**Problem to work on:** Below is a listing; repeat exactly the lines from the one containing "5. A popup opens" to the one containing "- for other", both included.

**Provided data:**
PR #2900, opened 2025-04-08
Fix: mdsip compression

santorofer:
- Set `dlen` after potentially flipping the bytes in `msglen`
- Correctly pass the compressed length to `uncompress()`
- Use the correct type (unsigned) for the compressed message length

### DIFF
--- a/mdstcpip/mdsipshr/GetMdsMsg.c
+++ b/mdstcpip/mdsipshr/GetMdsMsg.c
@@ -121,13 +121,15 @@ Message *GetMdsMsgTOC(Connection *c, int *status, int to_msec)
     {
       Message *m;
       memcpy(&msglen, msg->bytes, 4);
-      dlen = msglen - sizeof(MsgHdr);
       if (Endian(header.client_type) != Endian(ClientType()))
+      {
         FlipBytes(4, (char *)&msglen);
+      }
+      dlen = msglen - sizeof(MsgHdr);
       m = malloc(msglen);
       m->h = header;
       *status = uncompress((unsigned char *)m->bytes, &dlen,
-                           (unsigned char *)msg->bytes + 4, dlen - 4) == Z_OK;
+                           (unsigned char *)msg->bytes + 4, msg->h.msglen - 4 - sizeof(MsgHdr)) == Z_OK;
       if (IS_OK(*status))
       {
         m->h.msglen = msglen;
--- a/mdstcpip/mdsipshr/SendMdsMsg.c
+++ b/mdstcpip/mdsipshr/SendMdsMsg.c
@@ -112,7 +112,7 @@ int SendMdsMsgC(Connection *c, Message *m, int msg_options)
     cm->h = m->h;
     cm->h.client_type |= COMPRESSED;
     memcpy(cm->bytes, &cm->h.msglen, 4);
-    int msglen = cm->h.msglen = clength + 4 + sizeof(MsgHdr);
+    unsigned int msglen = cm->h.msglen = clength + 4 + sizeof(MsgHdr);
     MDSDBG(MESSAGE_PRI, MESSAGE_VAR(cm));
     if (do_swap)
       FlipBytes(4, (char *)&cm->h.msglen);


mdstcpip/mdsipshr/GetMdsMsg.c
```diff
@@ -121,13 +121,15 @@ Message *GetMdsMsgTOC(Connection *c, int *status, int to_msec)
...
       if (Endian(header.client_type) != Endian(ClientType()))
+      {
         FlipBytes(4, (char *)&msglen);
+      }
+      dlen = msglen - sizeof(MsgHdr);
       m = malloc(msglen);
       m->h = header;
       *status = uncompress((unsigned char *)m->bytes, &dlen,
-                           (unsigned char *)msg->bytes + 4, dlen - 4) == Z_OK;
+                           (unsigned char *)msg->bytes + 4, msg->h.msglen - 4 - sizeof(MsgHdr)) == Z_OK;
```
mwinkel-dev, line 132: Note that `msglen` is set to the first 4 bytes of the `MsgHdr`, which is synonymous with `msg->h.msglen`.   Thus, the original code `dlen - 4` is fine.

However, the new code, `msg->h.msglen - 4 - sizeof(MsgHdr))` is equivalent, so is also OK.

mwinkel-dev (approved):
Very good catch to notice that `dlen` has to be moved to after the potential `FlipBytes()` call if the client and server have different "endian" architectures.

The changes look good, so approving this PR.

mdstcpip/mdsipshr/GetMdsMsg.c
zack-vii: Actually, after looking at it for a while, only the new version is correct.
In short:
 because `msglen != msg->h.msglen`.

In long:
`int ZEXPORT uncompress(dest, destLen, source, sourceLen)`
`dlen` is extracted from the compressed data part and holds the `msglen` of the uncompressed message, i.e. `destLen`.
The original header still has the `msglen` of the compressed message, i.e. `sourceLen`.

Possibly the code would be easier to understand if one would use other variable names.
```c
unsigned int uncompressed_size = msglen - sizeof(MsgHdr);
unsigned int compressed_size = header.msglen - sizeof(MsgHdr) - 4;
```

Also would it be helpful to keep msg to be the designated output and always return NULL on error?
```c
...
 if (IS_OK(*status) && IsCompressed(header.client_type))
 {
  Message * const cmsg = msg;
  memcpy(&msglen, cmsg->bytes, 4);
  if (Endian(header.client_type) != Endian(ClientType()))
      FlipBytes(4, (char *)&msglen);
  // new message with uncompressed msglen
  msg = malloc(msglen);
  msg.h = header;
  msg.h.msglen = msglen;
  // decompress bytes
  const unsigned char *ubuffer = unsigned char *)msg->bytes;
  unsigned int usize = msg.h.msglen - sizeof(MsgHdr);
  const unsigned char *cbuffer = unsigned char *)cmsg->bytes + 4; 
  const unsigned int csize = cmsg.h.msglen - sizeof(MsgHdr) - 4;
  *status = uncompress(ubuffer, &usize, cbuffer, csize) == Z_OK;
  free(cmsg);
 }
 if (IS_NOT_OK(*status)) {
  // cleanup
  free(msg);
  return NULL;
 } else if (Endian(header.client_type) != Endian(ClientType()))
   FlipData(msg);
...
```
Furthermore, do we want to keep old style, i.e. `int` and `unsigned int`, around or do we want to switch to the more specific variants, i.e. `int32_t` and `uint32_t`.

zack-vii (approved):
However, urging for code cleanup wherever we touch it so it will gradually become better and easier to understand.

mdstcpip/mdsipshr/GetMdsMsg.c
santorofer: Hi Timo,
Yes, we thought that we could re-write many of the variable names to reflect a bit better what they are, but we were thinking that at this point we should just fix the code only so that it works correctly. Later on we will be go through and improve the names, newer specific data type, etc

mdstcpip/mdsipshr/GetMdsMsg.c
```diff
@@ -121,13 +121,15 @@ Message *GetMdsMsgTOC(Connection *c, int *status, int to_msec)
     {
       Message *m;
       memcpy(&msglen, msg->bytes, 4);
-      dlen = msglen - sizeof(MsgHdr);
```
joshStillerman, line 124: What does moving this change ?

joshStillerman (approved):

mdstcpip/mdsipshr/GetMdsMsg.c
mwinkel-dev: Hi @zack-vii -- Thanks for the explanation and the thorough review.   (Obviously, I jumped to the wrong conclusion based on the similar variable names.)

Note To All:   If there are performance benefits to using compression, then the `mdsip_server` script could be switched back to use `-c 9`.   For details, see PR #2894.

mdstcpip/mdsipshr/GetMdsMsg.c
zack-vii: `msglen` (as in **uncompressed** msglen) is potentially byte swapped, so it should not be used before byte swapping is handled.

santorofer: Yes, as Timo said, there is the chance that there could be a byte swapped before it is used.

PR #2906, opened 2025-05-05
Fix: copy of event data for remote events

### LINKED ISSUE #2905: jScope connection crashes when some wave container has an update_event and this event is set with data
**Affiliation**
SPC-EPFL

**Version(s) Affected**
Client Version: all, Server Version: Alpha>=7.131.0, Stable>=7.131.1

**Platform(s)**
Ubuntu 24.04

**Installation Method(s)**
DEB packages

**Describe the bug**
When a jscope panel has the "update_event" property set and the corresponding event is set with non-empty data, the MDSip connection crashes.

**To Reproduce**
1. Open jScope
2. Set up a connection to some server (Local is enough)
3. In some wave panel set up the "update_event" property to "test_remote_event"
4. Open a separate connection to the same server and set this event with some data (`setevent test_remote_event hello`)
5. A popup opens up in jScope saying the connection has crashed. If not try refreshing, this should trigger the error.

**Expected behavior**
Connection should stay alive and event should be received.

**Screenshots**

**Additional context**
Offending commit is 4e355a7 introduced in #2288.

merlea:
Fix bug in treatment of event data on remote servers in `mdstcpip/mdsipshr/ProcessMessage.c`, the destination of the `memcpy` operation in `_client_event_ast` was wrong and this had 2 side effects:
- for the java client, the destination was the null pointer and thus this caused a SIGSEGV crash (see #2905)
- for other clients, the event data was never copied.

2 tests for these errors were added:
- one for the java client using the `MdsConnection` class
- one for the other clients using the `setevent/wfevent` binaries

Additionally some typo in the treatment of events in JAVA was fixed (`AddEvent->RemoveEvent`).

This closes #2905.


heidthecamp:
Retest this please

merlea:
I updated the tests and they now pass using `deploy/build.sh --os=ubuntu24 --test`. Happy to get some feedback ...

heidthecamp:
Retest this please

heidthecamp:
I haven't had a chance to fully go through this yet but I wanted  to quickly say thank you for the updates and tests. We'll review this as soon as we can.

wfevent/testing/RemoteEventTest.sh
```diff
@@ -0,0 +1,61 @@
...
+
+mds_event_server=localhost:$port wfevent $event_name --timeout=5 > $name.log 2> $name.err &
+pid=$!
+sleep .1
+setevent $event_name
+
+wait $pid
+
+# Check output of actlog against reference
+if diff $name.log ${srcdir}/$name.log_ref; then
```
WhoBrokeTheBuild: Not that we exactly have a standard, but our other answer files are called `.ans`

wfevent/testing/RemoteEventTest.sh
```diff
@@ -0,0 +1,61 @@
+#!/bin/bash
+
+stat=0
```
WhoBrokeTheBuild: Please rename stat to something like status or result, I don't want it confused with the `stat` command

wfevent/testing/RemoteEventTest.sh
```diff
@@ -0,0 +1,61 @@
...
+# Check output of actlog against reference
+if diff $name.log ${srcdir}/$name.log_ref; then
+  echo "PASS: $name"
+else
+  echo "FAIL: $name"
+  stat=1
+fi
+
+# Cleanup
+pkill -P $$
```
WhoBrokeTheBuild: Unfortunately, some of the platforms we build for don't ship with pkill
If it's possible to replace with something else, please do, if not we can work on adding it to our test docker images

wfevent/testing/RemoteEventTest.sh
```diff
@@ -0,0 +1,61 @@
...
+
+# Start event server
+
+mdsip --multi --protocol=tcp --port=$port --hostfile=$MDSPLUS_DIR/testing/mdsip.hosts > mdsip.log 2> mdsip.err &
+
+### TEST 1: local event no data
+
+name=wfeventRemote
+
+mds_event_server=localhost:$port wfevent $event_name --timeout=5 > $name.log 2> $name.err &
```
WhoBrokeTheBuild: Several of the distributions are failing with:
```
1,3d0
< 
< Error connecting to localhost:8020
< Event test_event timed out.
FAIL: wfeventRemote
PASS: wfeventRemoteData
FAIL RemoteEventTest.sh (exit status: 1)
```

This test might be flaky? We'll run another build and take a look

wfevent/testing/RemoteEventTest.sh
```diff
@@ -0,0 +1,61 @@
...
+fi
+
+### TEST 2: local event with data
+
+name=wfeventRemoteData
+
+mds_event_server=localhost:$port wfevent $event_name --data --timeout=$timeout > $name.log 2> $name.err &
+pid=$!
+sleep .1
+setevent $event_name "hello1world2" # Data from remote event is always 12 byte long
```
WhoBrokeTheBuild: This is currently failing in our windows build with `setevent: command not found`
We'll look into this one as well, but you should be able to replicate it with `./deploy/build.sh --os=windows --test`

testing/ports.csv
```diff
@@ -6,4 +6,6 @@ python/MDSplus/tests/connection-thick, 8013
 python/MDSplus/tests/connection-tcp, 8014
 python/MDSplus/tests/connection-write, 8015
 python/MDSplus/tests/dcl-dispatcher, 8016-8017
-python/MDSplus/tests/dcl-timeout, 8018
\ No newline at end of file
+python/MDSplus/tests/dcl-timeout, 8018
+java/mdsobjects/test/MdsRemoteEventTest, 8019
```
WhoBrokeTheBuild, line 10: I really appreciate you allocating the ports! This could be easily looked over, and it's a big help to keep things organized

WhoBrokeTheBuild (changes requested):
Overall this looks really good! Thank you for all of your work fixing bugs and more importantly, adding tests. I've called out a couple of small things to change, and where the build system is currently failing. We'll work to get these resolved and merged as soon as we can.
Thank you again for all your contributions! :tada:

wfevent/testing/RemoteEventTest.sh
WhoBrokeTheBuild: The address and thread sanitizers are hanging somewhere, it times out when running the tests. You can test those with `--os=test-asan` or `--os=test-tsan`

wfevent/testing/RemoteEventTest.sh
merlea: For Linux I had a similar issue. This is why I modified the test environment in the m4 macro. Maybe there are platform specific settings?

Also the main cause of this is that some binaries are generated in `$MAKEBINDIR` and others such as `wfevent` are generated in their own directory.

wfevent/testing/RemoteEventTest.sh
merlea: Based on the error message, maybe the `mdsip` server takes a while to be established. We can give it more time.

wfevent/testing/RemoteEventTest.sh
merlea: This is just to make sure that background jobs get killed. If `bash` is fully supported, we should be able to find an alternative.

wfevent/testing/RemoteEventTest.sh
merlea: Done

wfevent/testing/RemoteEventTest.sh
merlea: Done

wfevent/testing/RemoteEventTest.sh
merlea: I updated the tests setup to resolve the `command not found` issue for windows. Not sure the tests pass though.

wfevent/testing/RemoteEventTest.sh
merlea: I added some more delays.

For `test-asan`, it seems there are at least some existing memory leaks in the code handling remote events (not this PR). And on my machine many of the other tests also fail...

wfevent/testing/RemoteEventTest.sh
merlea: I now use plain `kill` commands.

merlea:
Following the latest `alpha` update, my new java test breaks in the docker image because it relies on some Swing components that require a valid X11 display... 
Namely this change: https://github.com/MDSplus/mdsplus/pull/2904/files#diff-b1a2e9ca11d4c9eecc827197e6af36e0e7875b8e56126d541eec7e4e94272ba6

heidthecamp:
@GabrieleManduchi, It looks like including swing in `MdsConnection.java` is causing some issues. Can you find a replacement for this?
https://github.com/MDSplus/mdsplus/pull/2904/files#diff-b1a2e9ca11d4c9eecc827197e6af36e0e7875b8e56126d541eec7e4e94272ba6

heidthecamp:
Retest this please

heidthecamp:
Retest this please

merlea:
Here is my current status:
- for all linux options in Jenkinsfile the tests pass
- for windows:
  -  Part of the tests were false positives (marked as PASS when the test had failed) when the reference output file (`*.ans`) was empty. I updated `wfevent` to print a message in cases where the event data was not required to solve this.
  - The remote event tests fail as there is an error in [a select call](https://github.com/MDSplus/mdsplus/blob/11f4e9c8c36f317623e0e665e81b86ee36156fb5/mdsshr/MdsEvents.c#L448). The error message is ironically: "select error: Success". Could it be that Windows and UNIX should be treated differently there?
 - for sanitizers: Running the deploy script for these cause segmentation faults on my machine, even on the `alpha` branch so this is a bit hard to diagnose. However there are at least 2 memory leaks from code that was previously not tested before:
   - The list of server URIs in `mdsshr/MdsEvents.c` are not freed (`receive_servers` and probably `send_servers`).
   - The event info associated to the AST request (also created in `mdsshr/MdsEvents.c`) is not freed.

Related `valgrind` output:
```
==2681185== 15 bytes in 1 blocks are definitely lost in loss record 4 of 17
==2681185==    at 0x4846828: malloc (in /usr/libexec/valgrind/vgpreload_memcheck-amd64-linux.so)
==2681185==    by 0x4AE435E: strdup (strdup.c:42)
==2681185==    by 0x49EBF6B: getServerDefinition (MdsEvents.c:339)
==2681185==    by 0x49EC758: initializeRemote (MdsEvents.c:508)
==2681185==    by 0x49ED8DF: RemoteMDSEventAst (MdsEvents.c:870)
==2681185==    by 0x49EDD9E: MDSEventAst (MdsEvents.c:987)
==2681185==    by 0x49ECE25: MDSWfeventTimed (MdsEvents.c:653)
==2681185==    by 0x109567: main (wfevent.c:151)
==2681185==
==2681185== 536 bytes in 1 blocks are definitely lost in loss record 13 of 17
==2681185==    at 0x4846828: malloc (in /usr/libexec/valgrind/vgpreload_memcheck-amd64-linux.so)
==2681185==    by 0x49ECB7A: eventAstRemote (MdsEvents.c:582)
==2681185==    by 0x49ED8F7: RemoteMDSEventAst (MdsEvents.c:871)
==2681185==    by 0x49EDD9E: MDSEventAst (MdsEvents.c:987)
==2681185==    by 0x49ECE25: MDSWfeventTimed (MdsEvents.c:653)
==2681185==    by 0x109567: main (wfevent.c:151)
```

I would appreciate your help in solving both the windows select error issue and the 2 memory leaks. Maybe one possiblity would be to skip the affected tests for windows and the address sanitizers ... Let me know what you think.

heidthecamp:
Retest this please

merlea:
Ok. In this case I thought the java swing mods could be reintroduced as @GabrieleManduchi deemed them useful. What do you think?

WhoBrokeTheBuild (dismissed):

merlea:
OK. Skipped the tests.

heidthecamp:
Retest this please

mwinkel-dev:
I have just done developer builds with and without this pending PR.   That experiment confirms that this PR fixes related issue #2905 as @merlea asserted.   My hunch is that this will PR will also fix issue #2915 at PPPL (which is likely a duplicate of #2905).

The tests that @merlea wrote also work well.   Many thanks for those tests!

wfevent/testing/RemoteEventTest.sh
```diff
@@ -0,0 +1,94 @@
...
+fi
+
+# Start event server
+
+$MDSIP --multi --protocol=tcp --port=$port --hostfile=$MDSPLUS_DIR/testing/mdsip.hosts > mdsip.log 2> mdsip.err &
+pidmdsip=$!
+
+sleep $sleepdur
+
+### TEST 1: local event no data
```
mwinkel-dev: A-OK as is.  What follows is a trivial cosmetic change that can be ignored.

This is the `RemoteEventTest.sh` file, so should the comment for "TEST 1" and "TEST 2" instead say `remote event` instead of `local event`?

merlea: Done

merlea:
OK. Skipped the java tests and fixed the issues flagged by @mwinkel-dev

WhoBrokeTheBuild (approved):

**Reply to the task:**
5. A popup opens up in jScope saying the connection has crashed. If not try refreshing, this should trigger the error.

**Expected behavior**
Connection should stay alive and event should be received.

**Screenshots**

**Additional context**
Offending commit is 4e355a7 introduced in #2288.

merlea:
Fix bug in treatment of event data on remote servers in `mdstcpip/mdsipshr/ProcessMessage.c`, the destination of the `memcpy` operation in `_client_event_ast` was wrong and this had 2 side effects:
- for the java client, the destination was the null pointer and thus this caused a SIGSEGV crash (see #2905)
- for other clients, the event data was never copied.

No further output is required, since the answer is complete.